Stored data entries
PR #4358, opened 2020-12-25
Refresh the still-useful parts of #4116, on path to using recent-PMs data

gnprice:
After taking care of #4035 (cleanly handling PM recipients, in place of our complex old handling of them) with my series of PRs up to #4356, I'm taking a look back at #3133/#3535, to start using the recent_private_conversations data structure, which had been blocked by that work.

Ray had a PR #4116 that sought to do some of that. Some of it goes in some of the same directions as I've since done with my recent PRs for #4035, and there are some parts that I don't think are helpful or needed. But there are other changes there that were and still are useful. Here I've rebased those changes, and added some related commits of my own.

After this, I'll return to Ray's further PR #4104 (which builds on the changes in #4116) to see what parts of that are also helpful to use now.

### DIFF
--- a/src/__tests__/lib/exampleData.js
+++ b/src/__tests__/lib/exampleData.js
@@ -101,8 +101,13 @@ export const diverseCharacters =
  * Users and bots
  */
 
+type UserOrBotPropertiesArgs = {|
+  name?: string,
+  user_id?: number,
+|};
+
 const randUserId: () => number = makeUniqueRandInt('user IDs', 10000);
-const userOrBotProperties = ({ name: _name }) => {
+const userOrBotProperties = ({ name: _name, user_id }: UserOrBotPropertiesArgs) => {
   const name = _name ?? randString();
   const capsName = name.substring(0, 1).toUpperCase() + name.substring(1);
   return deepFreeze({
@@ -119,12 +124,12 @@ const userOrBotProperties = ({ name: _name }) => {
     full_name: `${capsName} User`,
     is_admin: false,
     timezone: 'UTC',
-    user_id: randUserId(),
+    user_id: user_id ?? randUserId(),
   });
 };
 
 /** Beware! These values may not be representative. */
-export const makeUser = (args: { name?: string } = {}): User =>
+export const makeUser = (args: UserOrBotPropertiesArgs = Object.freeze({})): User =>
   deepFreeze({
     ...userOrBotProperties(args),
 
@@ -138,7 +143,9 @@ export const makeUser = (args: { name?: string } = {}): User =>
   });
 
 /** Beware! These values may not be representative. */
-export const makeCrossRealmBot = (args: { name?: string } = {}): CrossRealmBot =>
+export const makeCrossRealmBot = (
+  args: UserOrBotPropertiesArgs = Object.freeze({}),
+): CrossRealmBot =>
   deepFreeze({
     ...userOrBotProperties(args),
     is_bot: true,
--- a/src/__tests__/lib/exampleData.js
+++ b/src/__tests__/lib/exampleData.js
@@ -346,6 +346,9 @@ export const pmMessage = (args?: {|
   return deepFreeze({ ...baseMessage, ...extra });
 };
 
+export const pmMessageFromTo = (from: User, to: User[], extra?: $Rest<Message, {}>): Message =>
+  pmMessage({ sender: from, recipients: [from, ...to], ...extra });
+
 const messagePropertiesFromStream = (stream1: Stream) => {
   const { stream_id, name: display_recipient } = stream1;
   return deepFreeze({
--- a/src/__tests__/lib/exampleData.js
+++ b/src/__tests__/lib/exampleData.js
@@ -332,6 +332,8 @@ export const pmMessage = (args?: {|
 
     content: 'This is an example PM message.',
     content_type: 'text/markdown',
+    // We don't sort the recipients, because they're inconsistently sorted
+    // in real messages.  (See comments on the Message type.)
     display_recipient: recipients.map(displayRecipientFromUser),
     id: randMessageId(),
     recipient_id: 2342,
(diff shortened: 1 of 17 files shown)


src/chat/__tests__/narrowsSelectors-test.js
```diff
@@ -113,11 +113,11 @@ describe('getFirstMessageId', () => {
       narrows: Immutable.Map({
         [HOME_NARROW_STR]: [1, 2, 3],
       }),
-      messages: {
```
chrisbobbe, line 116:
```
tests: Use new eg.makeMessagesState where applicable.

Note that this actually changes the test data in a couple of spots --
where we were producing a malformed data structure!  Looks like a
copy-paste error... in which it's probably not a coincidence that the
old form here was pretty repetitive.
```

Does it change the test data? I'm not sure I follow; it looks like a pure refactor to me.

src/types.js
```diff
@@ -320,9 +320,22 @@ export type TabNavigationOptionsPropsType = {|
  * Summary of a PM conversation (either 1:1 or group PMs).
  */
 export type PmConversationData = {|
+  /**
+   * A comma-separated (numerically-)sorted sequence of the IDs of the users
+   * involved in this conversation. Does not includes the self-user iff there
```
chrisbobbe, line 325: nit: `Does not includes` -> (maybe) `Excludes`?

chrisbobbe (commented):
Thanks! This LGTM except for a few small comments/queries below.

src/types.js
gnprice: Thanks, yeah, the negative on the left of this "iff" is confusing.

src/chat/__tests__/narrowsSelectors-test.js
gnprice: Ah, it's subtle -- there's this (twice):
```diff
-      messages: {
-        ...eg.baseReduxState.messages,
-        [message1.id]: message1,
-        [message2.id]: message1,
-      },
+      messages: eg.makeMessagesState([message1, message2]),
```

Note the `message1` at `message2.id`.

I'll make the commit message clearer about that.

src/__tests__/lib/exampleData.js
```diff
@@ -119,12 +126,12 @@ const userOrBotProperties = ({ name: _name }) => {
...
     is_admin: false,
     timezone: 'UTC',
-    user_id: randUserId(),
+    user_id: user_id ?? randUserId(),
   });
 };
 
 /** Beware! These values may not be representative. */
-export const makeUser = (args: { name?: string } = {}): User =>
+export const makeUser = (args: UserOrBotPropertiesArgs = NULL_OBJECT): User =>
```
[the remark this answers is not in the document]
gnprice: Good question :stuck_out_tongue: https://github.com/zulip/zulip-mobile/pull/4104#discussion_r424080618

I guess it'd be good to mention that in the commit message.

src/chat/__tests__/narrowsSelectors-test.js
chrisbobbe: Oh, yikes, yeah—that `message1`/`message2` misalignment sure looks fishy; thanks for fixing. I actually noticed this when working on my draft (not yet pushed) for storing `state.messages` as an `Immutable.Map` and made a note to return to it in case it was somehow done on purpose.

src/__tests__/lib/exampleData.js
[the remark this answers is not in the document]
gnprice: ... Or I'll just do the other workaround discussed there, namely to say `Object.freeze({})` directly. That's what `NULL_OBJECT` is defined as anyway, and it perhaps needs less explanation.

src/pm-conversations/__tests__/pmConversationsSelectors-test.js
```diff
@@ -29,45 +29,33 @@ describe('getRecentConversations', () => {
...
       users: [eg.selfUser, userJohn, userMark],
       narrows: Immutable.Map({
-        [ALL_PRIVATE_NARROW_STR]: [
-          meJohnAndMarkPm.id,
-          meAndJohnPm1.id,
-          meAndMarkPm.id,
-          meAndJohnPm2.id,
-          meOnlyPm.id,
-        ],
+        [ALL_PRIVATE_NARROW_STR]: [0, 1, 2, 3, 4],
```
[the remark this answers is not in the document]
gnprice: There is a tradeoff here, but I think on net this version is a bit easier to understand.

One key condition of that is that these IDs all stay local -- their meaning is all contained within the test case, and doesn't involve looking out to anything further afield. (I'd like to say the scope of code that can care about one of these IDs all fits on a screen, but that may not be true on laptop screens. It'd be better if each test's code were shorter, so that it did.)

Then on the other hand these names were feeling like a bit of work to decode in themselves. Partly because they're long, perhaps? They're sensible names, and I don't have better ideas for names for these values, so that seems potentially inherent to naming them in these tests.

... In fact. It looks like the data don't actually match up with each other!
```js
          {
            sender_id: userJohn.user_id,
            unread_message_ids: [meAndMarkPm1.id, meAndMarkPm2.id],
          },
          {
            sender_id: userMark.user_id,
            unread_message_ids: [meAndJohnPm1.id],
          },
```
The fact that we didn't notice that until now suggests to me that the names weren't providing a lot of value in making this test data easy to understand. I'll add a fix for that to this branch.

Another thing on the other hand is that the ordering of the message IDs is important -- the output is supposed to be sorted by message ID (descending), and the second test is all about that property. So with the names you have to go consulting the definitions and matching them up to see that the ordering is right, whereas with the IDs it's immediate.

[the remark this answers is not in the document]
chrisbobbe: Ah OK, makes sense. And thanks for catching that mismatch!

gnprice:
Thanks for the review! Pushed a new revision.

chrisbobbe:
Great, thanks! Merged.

Brief:
Would you report every line of the entries above containing the word "what"?

The answer:
After this, I'll return to Ray's further PR #4104 (which builds on the changes in #4116) to see what parts of that are also helpful to use now.
gnprice: ... Or I'll just do the other workaround discussed there, namely to say `Object.freeze({})` directly. That's what `NULL_OBJECT` is defined as anyway, and it perhaps needs less explanation.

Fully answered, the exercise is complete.